2012-09-19 Thread Martin Langhoff
On Wed, Sep 19, 2012 at 4:15 PM, Martin Langhoff
martin.langh...@gmail.com wrote:
 I'm debugging odd situations w Sugar datastore, and I wonder whether
 there is any tricks to debugging python programs that are run under
 dbus.

 I can see the sugar-datastore PID growing steadily while I test, which
 means that it's dying and respawning plenty, likely from unhandled
 exceptions...

Adding to /usr/bin/datastore-service

# debugging
logerr=open(os.path.join(log_dir, 'datastore.err'), 'w')
sys.stderr=logerr

does not help in the least. The file is created, but nothing is ever
written there.

Any hints?



m
-- 
 martin.langh...@gmail.com
 mar...@laptop.org -- Software Architect - OLPC
 - ask interesting questions
 - don't get distracted with shiny stuff  - working code first
 - http://wiki.laptop.org/go/User:Martinlanghoff
___
Sugar-devel mailing list
Sugar-devel@lists.sugarlabs.org
http://lists.sugarlabs.org/listinfo/sugar-devel


Re: [Sugar-devel] Debugging sugar-datastore (and similar dbus-connected services)

2012-09-19 Thread Gonzalo Odiard
You already have the line
export SUGAR_LOGGER_LEVEL=debug
uncommented in .sugar/debug, right?

Gonzalo

On Wed, Sep 19, 2012 at 5:41 PM, Martin Langhoff
martin.langh...@gmail.comwrote:

 On Wed, Sep 19, 2012 at 4:15 PM, Martin Langhoff
 martin.langh...@gmail.com wrote:
  I'm debugging odd situations w Sugar datastore, and I wonder whether
  there is any tricks to debugging python programs that are run under
  dbus.
 
  I can see the sugar-datastore PID growing steadily while I test, which
  means that it's dying and respawning plenty, likely from unhandled
  exceptions...

 Adding to /usr/bin/datastore-service

 # debugging
 logerr=open(os.path.join(log_dir, 'datastore.err'), 'w')
 sys.stderr=logerr

 does not help in the least. The file is created, but nothing is ever
 written there.

 Any hints?



 m
 --
  martin.langh...@gmail.com
  mar...@laptop.org -- Software Architect - OLPC
  - ask interesting questions
  - don't get distracted with shiny stuff  - working code first
  - http://wiki.laptop.org/go/User:Martinlanghoff
 ___
 Sugar-devel mailing list
 Sugar-devel@lists.sugarlabs.org
 http://lists.sugarlabs.org/listinfo/sugar-devel

___
Sugar-devel mailing list
Sugar-devel@lists.sugarlabs.org
http://lists.sugarlabs.org/listinfo/sugar-devel


Re: [Sugar-devel] Debugging sugar-datastore (and similar dbus-connected services)

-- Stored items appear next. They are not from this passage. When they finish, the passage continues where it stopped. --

PR #338, opened 2023-07-27
Make the repository link more obvious from the Sphinx build

garrison:
This PR does two things to make the repository more discoverable from the Sphinx build
- moves the mention of the GitHub repository to the section titled "Developer guide"
- adds a GitHub icon in the footer of each page, which links to the repo, following the instructions at https://pradyunsg.me/furo/customisation/footer/#using-embedded-svgs

#### Screenshot of the footer (see bottom right corner)
furo-github-footer

PR #339, opened 2023-07-27
Add README badge linking to stable documentation

garrison:
This is complementary to #338, but in the reverse direction.  I want to make sure the docs are easily discoverable from github if one does not know to look in the sidebar.  I also added a ruff badge for good measure, but I could be convinced this is unnecessary.  Preview at https://github.com/Qiskit-Extensions/circuit-knitting-toolbox/blob/docs-badge/README.md


caleb-johnson (dismissed):
I'd probably leave ruff out bc I find it hard to believe anyone besides me and you cares too much about our linter ;). Up to you really though. Love the idea of the docs badge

2012-09-19 Thread Martin Langhoff
On Wed, Sep 19, 2012 at 4:54 PM, Gonzalo Odiard gonz...@laptop.org wrote:
 You already have the line
 export SUGAR_LOGGER_LEVEL=debug
 uncommented in .sugar/debug, right?

Yes. And with that, datastore.log is very chatty, which is good.

But when the datastore code hits an unhandled exception, the exception
does not get logged. DBus restarts the process transparently, but that
isn't so useful :-/

In terms of progress, I have these tracks underway,

 - Add a ds_clean flag file, rm it on the start of every
create/update/delete op, create it on completion. Complements
index_updated, and between the two we get good coverage. Missing
either one, we get an index rebuild. This is done, and working well.

 - During index rebuild, delete incomplete entries. Not working well yet.

With the two above, we can operate with the system at ENOSPC, and
essentially we don't lose existing user data. New files fail to save,
and metadata changes fail to get stored (so your edit, ie: a rename,
is reverted in the journal, visibly). But we don't lose the existing
Journal entries -- so behaviour is _almost_ civilized now :-)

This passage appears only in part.